Ripple-Untersuchung: Blockchain kann Finanzinstitute bis 2030 10 Milliarden Dollar sparen.
Unter den 300 Finanzprofis in 45 Ländern glauben 97%, dass Blockchain in den kommenden drei Jahren eine entscheidende Rolle im Bereich schnellerer Zahlungssysteme spielen wird.

Unter den 300 Finanzprofis in 45 Ländern glauben 97%, dass Blockchain in den kommenden drei Jahren eine entscheidende Rolle bei schnelleren Zahlungssystemen spielen wird.
Blockchain hat das Potenzial, Finanzinstitute bis ca. 2030 rund 10 Milliarden Dollar an grenzüberschreitenden Zahlungskosten zu sparen. In dem Bericht, der am 29. Juli von Ripple in Zusammenarbeit mit dem US-amerikanischen Faster Payments Council (FPC) veröffentlicht wurde, wurden 300 Finanzprofis aus 45 Ländern befragt. Die Fachleute stammen aus verschiedenen Sektoren, wie Fintech, Banken, Medien, Konsumententechnologie und Einzelhandel. Von den Befragten – von Analysten bis hin zu Direktoren und CEO’s – glauben 97% fest daran, dass Blockchain-Technologie in den kommenden drei Jahren eine entscheidende Rolle bei der Ermöglichung schnellerer Zahlungssysteme spielen wird.
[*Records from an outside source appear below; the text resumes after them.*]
PR #447, opened 2016-10-27
ppp: split the ppp-up for the IPv6 part

pticon:
Signed-off-by: Pierre Lebleu pme.lebleu@gmail.com
#445 This is the same commit based on the LEDE branch.

If the IPv6 link over a PPPOE is established before the IPv4, it results that the IPv4 DNS servers are overwritten. The "resolv.conf" file will have duplicated IPv4 DNS servers. The main issue is that clients are not able to resolve IPv6 domain anymore.

The idea behind this fix is to split the file "/lib/netifd/ppp-up" in two parts : one for IPv4 and one for IPv6. Indeed, the IPv6 DNS servers will be updated only for the IPv6 link and the IPv4 DNS servers will be also updated only with the IPv4 link.

@jow- 
I give you the tests that I ran :

network configuration

```
config interface 'wan'
        option proto 'pppoe'
        option ifname 'eth4.835'
        option demand '0'
        option keepalive '4,30'
        option graceful_restart '1'
        option peerdns '1'
        option reqopts '1 3 6 15 33 42 51 121 249'
        option keepalive_adaptive '0'
        option release '1'
        option username 'user@domain'
        option password 'password'
        option ipv6 '1'
```

before the fix

```
cat /tmp/resolv.conf.auto 
# Interface wan
nameserver x.x.x.x
nameserver y.y.y.y
nameserver x.x.x.x
nameserver y.y.y.y
# Interface wan6
nameserver 2001:dead:beef:aaaa::11:c001
nameserver 2001:dead:beef:aaaa::11:c002
```

after the fix

```
cat /tmp/resolv.conf.auto 
# Interface wan
nameserver x.x.x.x
nameserver y.y.y.y
# Interface wan6
nameserver 2001:dead:beef:aaaa::11:c001
nameserver 2001:dead:beef:aaaa::11:c002
```

I understand your worries about the commit and I can run extra tests if you want. Please, let me know.

Cheers

### DIFF
--- a/package/network/services/ppp/Makefile
+++ b/package/network/services/ppp/Makefile
@@ -206,6 +206,7 @@ define Package/ppp/install
 	$(INSTALL_DIR) $(1)/lib/netifd/proto
 	$(INSTALL_BIN) ./files/ppp.sh $(1)/lib/netifd/proto/
 	$(INSTALL_BIN) ./files/lib/netifd/ppp-up $(1)/lib/netifd/
+	$(INSTALL_BIN) ./files/lib/netifd/ppp6-up $(1)/lib/netifd/
 	$(INSTALL_BIN) ./files/lib/netifd/ppp-down $(1)/lib/netifd/
 endef
 Package/ppp-multilink/install=$(Package/ppp/install)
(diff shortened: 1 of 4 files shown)


blogic:
patch is missing the prefix in this case "ppp:" and you also forgot to add a description text explaining what the patch does and why

pticon:
@blogic I added a description in the commit message

pticon:
@jow- @blogic I found an other the way to fix this issue. I'm going to do extensive tests on this to be sure not to break anything.

pticon:
@jow- 
After some extra tests, I can state that this patch is the right way to fix this issue. Indeed, I closed the #451 due to the fact that it could flush the IPv4 address and the IPv4 default route. So, the "proto_set_keep 1" is needed.

dedeckeh:
Tested by Hans Dedecker  <dedeckeh@gmail.com>

pticon:
@jow- @blogic 
Any news on this patch ?

nbd168:

PR #451, opened 2016-10-28
ppp: Remove the proto_set_keep in /lib/netifd/ppp-up

pticon:
It fixes the issue when the PPP IPv4 link is coming up before
the PPP IPv6 link on the same interface. Indeed, the IPv4
name servers were duplicated in the resolv.conf file.

Signed-off-by: Pierre Lebleu pme.lebleu@gmail.com

### DIFF
--- a/package/network/services/ppp/files/lib/netifd/ppp-up
+++ b/package/network/services/ppp/files/lib/netifd/ppp-up
@@ -3,7 +3,6 @@ PPP_IPPARAM="$6"
 
 . /lib/netifd/netifd-proto.sh
 proto_init_update "$IFNAME" 1 1
-proto_set_keep 1
 [ -n "$PPP_IPPARAM" ] && {
 	[ -n "$IPLOCAL" ] && proto_add_ipv4_address "$IPLOCAL" 32 "" "${IPREMOTE:-2.2.2.2}"
 	[ -n "$IPREMOTE" ] && proto_add_ipv4_route 0.0.0.0 0 "$IPREMOTE"


pticon:
@jow- It fixes the issue #447 in a different way.
I will run extensive tests this week to check if everything is fine.

jow-:
@pticon - any news? Shall I prefer this one over #447 ?

pticon:
@jow- Yes, this one seems to be better than #447.
Just running more tests on this to prevent any issue.

nbd168:
I think this will break configurations that use both IPv6 and IPv4 over PPP

pticon:
@nbd168 I made the same test as #447 with this patch and it works well. 
This 'proto_set_keep' is a old stuff and it does not seem to be needed anymore.

dedeckeh:
@nbd168 Initially I thought this would indeed break configurations using both IPv6 and IPv4 over PPP as I tracked down proto_set_keep as a fix for dual stack route handling.
However after doing some testing on my setup with proto_set_keep removed and the latest version of netifd I did not notice any routing issue in a dual stack scenario. Maybe the issue is not visible anymore as the IPv6 default route is now created by the dhcpv6 protocol which was not the case when proto_set_keep was added.

As the ppp-up script is called for both ipv4 and ipv6 up the DNS servers can be duplicated in a dual stack scenario due to proto_set_keep 1.
This is the case if ipv4 is first up; when ipv6 is up the PPP daemon passes again the env variables IPLOCAL, IPREMOTE, DNS1 and DNS2 to the ppp-up script together with LLLOCAL (PPP daemon does not unset the env variables after calling the up script for a given protocol).
This causes the IPv4 DNS servers being duplicated in netifd for the ppp interface meaning resolv.conf.auto contains the same DNS servers twice.
Problem can indeed be solved by removing proto_set_keep or by calling a separate script when ipv6 is up as in PR #447 which requires proto_set_keep to be kept.
Which of the above two solutions has your preference ?

pticon:
I close this pull request because it seems the 'proto_set_keep' is needed sometimes.
The PR #447 seems to work fine.

PR #453, opened 2016-10-28
[RFC] ipq806x: workaround memory issue in Netgear R7800

dissent1:
KERNEL BUG: BAD_PAGE_STATE in process appears here and there during intensive memory usage.

https://bugs.lede-project.org/index.php?do=details&task_id=175

Reducing available memory by 2 MiBs workarounds the issue until further investigation.

Without these changes that bug appears rock steady at the same stage of boot process every boot.
Reducing total memory by 1 Mib moves the appearance of the bug onto later stage steadily again.
Reducing by 2 MiBs seems to solve the bug completely, at least i haven't met it for 3 days.
Also tested by crossflashing builds with different parameters to check if it's just a coincidence, but the above commit works in 100% cases, while other versions keep producing the above bug. I have even asked a panda to flash the device.

I have no idea what's in the end of the memory region or it just shifts memory usage somewhere in the middle.

### DIFF
--- a/target/linux/ipq806x/files/arch/arm/boot/dts/qcom-ipq8065-r7800.dts
+++ b/target/linux/ipq806x/files/arch/arm/boot/dts/qcom-ipq8065-r7800.dts
@@ -7,8 +7,12 @@
 	compatible = "netgear,r7800", "qcom,ipq8065";
 
 	memory@0 {
-		reg = <0x42000000 0x1e000000>;
+		reg = <0x42000000 0x1de00000>;
 		device_type = "memory";
+		/*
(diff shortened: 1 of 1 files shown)


dissent1:
Yes, it's definitively fixes the issue.
Might be defining a reserved memory region with reusable property is a better way. Testing, seems to work as well.

Any ideas what could be in there?

dissent1:
Added a second way of workarounding the issue, not sure which one is more correct though. 
If second one looks better it can just be fixed up into 1st one.

blogic:
merged, Thanks !

PR #454, opened 2016-10-28
lldpd: fix reload

commodo:
I thought I upstreame these a while back.
I only found the first one:
https://patchwork.ozlabs.org/patch/563075/

In the meantime, we've been using them internally [since the initial upstream].

These patches address some issues that I did not consider when I did the initial reload logic.

### DIFF
--- a/package/network/services/lldpd/Makefile
+++ b/package/network/services/lldpd/Makefile
@@ -94,6 +94,7 @@ CONFIGURE_ARGS += \
 	--with-embedded-libevent=no \
 	--disable-hardening \
 	--without-xml \
+	--sysconfdir=/tmp \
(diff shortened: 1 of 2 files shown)


jow-:
Minor stylistic nitpick, afterwards Acked-by from me.

Please use the `<<-EOF` syntax to allow indenting the here-doc termination tag as well.

Example:

    foo() {
        cat <<-EOF
            foo
            bar
            baz
        EOF
    }

commodo:
re-spinned ; if you want i can test these changes ; but only on Monday ; 
not sure if i can make it in the weekend

jow-:
Merged into my staging tree: http://git.lede-project.org/7353741, http://git.lede-project.org/0c0e612

commodo:
i can confirm now that the style change works fine in our internal setup; [ran a few tests with the change ]
thanks

PR #455, opened 2016-10-28
hostapd support for VLANs through a file in addition to Radius.

pekon:
Signed-off-by: Petr Konecny pekon@google.com


jow-:
Pulled into my staging tree: http://git.lede-project.org/a813507

PR #457, opened 2016-10-29
ramips: Archer C50: dts fix

heinzek:
- setting read-only flag to important partitions
- enabling PA to improve 2.4 GHz signal strength
- add missing leds
- rename colour led
- add mac adress to 5GHz wlan interface
- included <dt-bindings/input/input.h> and <dt-bindings/gpio/gpio.h>

Signed-off-by: Henryk Heisig hyniu@o2.pl

### DIFF
--- a/target/linux/ramips/base-files/etc/board.d/01_leds
+++ b/target/linux/ramips/base-files/etc/board.d/01_leds
@@ -85,11 +85,11 @@ c20i)
 	ucidef_set_led_wlan "wlan" "wlan" "$board:blue:wlan" "phy0radio"
 	;;
 c50)
-	ucidef_set_led_default "power" "power" "$board:blue:power" "0"
-	ucidef_set_led_netdev "lan" "lan" "$board:blue:lan" "eth0.2"
-	set_usb_led "$board:blue:usb"
-	ucidef_set_led_wlan "wlan2g" "wlan2g" "$board:blue:wlan2g" "phy1radio"
-	ucidef_set_led_wlan "wlan5g" "wlan5g" "$board:blue:wlan5g" "phy0radio"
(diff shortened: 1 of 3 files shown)


target/linux/ramips/base-files/etc/board.d/01_leds
```diff
@@ -85,11 +85,12 @@ c20i)
 	ucidef_set_led_wlan "wlan" "wlan" "$board:blue:wlan" "phy0radio"
 	;;
 c50)
-	ucidef_set_led_default "power" "power" "$board:blue:power" "0"
-	ucidef_set_led_netdev "lan" "lan" "$board:blue:lan" "eth0.2"
-	set_usb_led "$board:blue:usb"
-	ucidef_set_led_wlan "wlan2g" "wlan2g" "$board:blue:wlan2g" "phy1radio"
-	ucidef_set_led_wlan "wlan5g" "wlan5g" "$board:blue:wlan5g" "phy0radio"
+	ucidef_set_led_default "power" "power" "$board:green:power" "0"
```
mkresin: Why do you switch off the power led after boot?

blogic: its the same as before.

mkresin: Which doesn't mean it was correct before...

According to the change done by @heinzek a few seconds ago the power led is ACTIVE_LOW instead of the former ACTIVE_HIGH.

@heinzek please add a few words about the ACTIVE_HIGH => ACTIVE_LOW change to the commit message to make clear this change was intentional.

heinzek: Power led fixed.

blogic:
merged, Thanks !

PR #459, opened 2016-10-30
ar71xx: Add net config for MR12 & MR16

riptidewave93:
Both the MR12 and MR16 are single gigabit ethernet devices, similar to the MR18. This change gives them the correct network config on a fresh install.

Zudem waren mehr als die Hälfte der Befragten der Ansicht, dass der wichtigste Vorteil von Kryptowährung die Kostenersparnis ist.
"Im Forschungsbericht glaubt mehr als 50% der Befragten, dass niedrigere Zahlungsgebühren – sowohl national als auch international – der wichtigste Vorteil von Krypto sind", heißt es in dem Bericht.
Laut dem Bericht prognostiziert das Fintech-Analyseunternehmen Juniper Research, dass die Nutzung von Blockchain in weltweiten Transaktionen in den kommenden sechs Jahren zu erheblichen Kosteneinsparungen bei Banken führen wird.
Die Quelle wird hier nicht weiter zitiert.